Exercise directions:
For the records below, tally every line that has the word "instead" and reply with the number alone.

Start of Supplied records

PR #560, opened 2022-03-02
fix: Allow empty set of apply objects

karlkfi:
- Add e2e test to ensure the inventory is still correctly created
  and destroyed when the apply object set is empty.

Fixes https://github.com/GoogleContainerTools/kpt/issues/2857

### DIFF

End of Supplied records
Start of Supplied records

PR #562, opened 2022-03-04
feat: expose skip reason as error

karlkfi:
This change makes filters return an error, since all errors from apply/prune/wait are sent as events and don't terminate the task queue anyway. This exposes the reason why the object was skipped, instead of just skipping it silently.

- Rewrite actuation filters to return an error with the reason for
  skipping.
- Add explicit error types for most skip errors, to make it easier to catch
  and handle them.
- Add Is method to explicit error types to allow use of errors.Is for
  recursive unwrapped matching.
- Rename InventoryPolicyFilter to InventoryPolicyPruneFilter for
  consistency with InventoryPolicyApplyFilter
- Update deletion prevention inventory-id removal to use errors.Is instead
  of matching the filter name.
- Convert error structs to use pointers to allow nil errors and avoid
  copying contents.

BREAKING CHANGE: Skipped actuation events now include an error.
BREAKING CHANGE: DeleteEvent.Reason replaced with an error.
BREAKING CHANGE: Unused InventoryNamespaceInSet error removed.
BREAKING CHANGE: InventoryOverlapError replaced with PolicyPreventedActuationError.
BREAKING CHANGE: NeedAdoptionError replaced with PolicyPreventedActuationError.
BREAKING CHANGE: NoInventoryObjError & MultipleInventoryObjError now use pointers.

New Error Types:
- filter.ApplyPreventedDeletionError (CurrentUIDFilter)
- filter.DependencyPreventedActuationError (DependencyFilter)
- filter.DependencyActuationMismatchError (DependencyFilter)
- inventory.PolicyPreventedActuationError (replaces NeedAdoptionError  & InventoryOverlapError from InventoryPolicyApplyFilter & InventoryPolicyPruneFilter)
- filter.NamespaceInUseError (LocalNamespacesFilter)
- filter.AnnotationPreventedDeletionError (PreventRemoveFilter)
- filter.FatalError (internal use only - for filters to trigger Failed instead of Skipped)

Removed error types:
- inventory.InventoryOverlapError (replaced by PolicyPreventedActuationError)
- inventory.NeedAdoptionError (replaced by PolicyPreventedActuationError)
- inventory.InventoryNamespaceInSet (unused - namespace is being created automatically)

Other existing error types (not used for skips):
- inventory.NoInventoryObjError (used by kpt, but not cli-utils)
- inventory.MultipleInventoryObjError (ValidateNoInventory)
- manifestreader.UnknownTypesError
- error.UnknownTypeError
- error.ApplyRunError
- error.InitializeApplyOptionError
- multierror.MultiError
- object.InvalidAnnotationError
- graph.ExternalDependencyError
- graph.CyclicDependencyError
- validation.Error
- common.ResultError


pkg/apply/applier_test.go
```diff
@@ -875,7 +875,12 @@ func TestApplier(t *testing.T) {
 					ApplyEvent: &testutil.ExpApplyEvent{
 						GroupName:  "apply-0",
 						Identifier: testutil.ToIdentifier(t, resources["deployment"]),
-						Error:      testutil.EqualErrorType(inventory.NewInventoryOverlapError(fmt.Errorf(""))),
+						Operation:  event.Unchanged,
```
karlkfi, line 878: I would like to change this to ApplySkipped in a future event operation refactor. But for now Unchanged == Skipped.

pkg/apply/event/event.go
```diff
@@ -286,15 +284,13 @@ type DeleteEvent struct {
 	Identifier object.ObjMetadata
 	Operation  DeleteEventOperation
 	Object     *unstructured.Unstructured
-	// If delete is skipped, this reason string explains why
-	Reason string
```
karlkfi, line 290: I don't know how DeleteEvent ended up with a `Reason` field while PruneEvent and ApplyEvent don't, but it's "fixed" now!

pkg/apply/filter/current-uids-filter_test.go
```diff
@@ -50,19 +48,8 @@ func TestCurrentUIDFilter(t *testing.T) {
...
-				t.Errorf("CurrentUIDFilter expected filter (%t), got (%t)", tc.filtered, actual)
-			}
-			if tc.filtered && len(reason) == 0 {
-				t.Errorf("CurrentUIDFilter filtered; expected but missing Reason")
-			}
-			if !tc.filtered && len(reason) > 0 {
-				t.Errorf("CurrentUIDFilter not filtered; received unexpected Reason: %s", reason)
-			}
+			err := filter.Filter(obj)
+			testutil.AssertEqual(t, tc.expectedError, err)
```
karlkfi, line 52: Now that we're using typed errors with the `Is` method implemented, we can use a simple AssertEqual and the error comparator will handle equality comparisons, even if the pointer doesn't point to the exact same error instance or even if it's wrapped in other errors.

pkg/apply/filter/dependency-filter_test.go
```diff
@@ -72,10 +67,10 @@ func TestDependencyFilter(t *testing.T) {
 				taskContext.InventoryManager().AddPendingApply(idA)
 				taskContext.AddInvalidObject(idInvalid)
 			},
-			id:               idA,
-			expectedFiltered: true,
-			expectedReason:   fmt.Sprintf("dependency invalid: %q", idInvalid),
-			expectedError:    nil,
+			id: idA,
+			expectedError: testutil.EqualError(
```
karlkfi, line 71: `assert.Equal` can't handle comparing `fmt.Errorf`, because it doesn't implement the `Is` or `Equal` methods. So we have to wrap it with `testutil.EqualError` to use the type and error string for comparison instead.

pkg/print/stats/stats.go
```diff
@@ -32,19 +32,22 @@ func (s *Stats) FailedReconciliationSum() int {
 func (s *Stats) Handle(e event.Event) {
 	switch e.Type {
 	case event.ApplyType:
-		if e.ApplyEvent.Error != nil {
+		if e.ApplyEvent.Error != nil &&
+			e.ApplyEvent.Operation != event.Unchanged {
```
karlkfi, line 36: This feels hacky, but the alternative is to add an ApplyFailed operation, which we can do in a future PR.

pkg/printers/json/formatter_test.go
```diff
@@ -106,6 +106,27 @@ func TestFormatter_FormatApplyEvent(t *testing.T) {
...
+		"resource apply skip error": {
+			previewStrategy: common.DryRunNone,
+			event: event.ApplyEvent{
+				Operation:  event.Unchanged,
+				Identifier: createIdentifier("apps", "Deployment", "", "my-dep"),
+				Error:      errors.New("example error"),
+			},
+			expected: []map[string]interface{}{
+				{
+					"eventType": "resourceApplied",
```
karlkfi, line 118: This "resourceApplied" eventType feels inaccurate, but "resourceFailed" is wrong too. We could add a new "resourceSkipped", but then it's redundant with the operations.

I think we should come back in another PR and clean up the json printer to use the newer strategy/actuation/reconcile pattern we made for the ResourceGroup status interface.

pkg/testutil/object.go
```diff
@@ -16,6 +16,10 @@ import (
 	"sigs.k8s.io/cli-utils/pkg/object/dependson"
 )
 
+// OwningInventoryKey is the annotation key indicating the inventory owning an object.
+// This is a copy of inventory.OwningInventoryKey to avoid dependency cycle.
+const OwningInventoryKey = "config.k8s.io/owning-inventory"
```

End of Supplied records
Start of Supplied records

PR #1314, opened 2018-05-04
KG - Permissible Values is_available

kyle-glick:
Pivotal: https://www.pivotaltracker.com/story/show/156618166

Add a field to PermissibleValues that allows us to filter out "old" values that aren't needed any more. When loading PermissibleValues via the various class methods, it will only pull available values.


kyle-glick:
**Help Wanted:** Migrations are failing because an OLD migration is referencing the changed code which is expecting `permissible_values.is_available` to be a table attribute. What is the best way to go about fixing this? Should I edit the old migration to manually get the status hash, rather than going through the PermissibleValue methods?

End of Supplied records

Solution to the problem:
4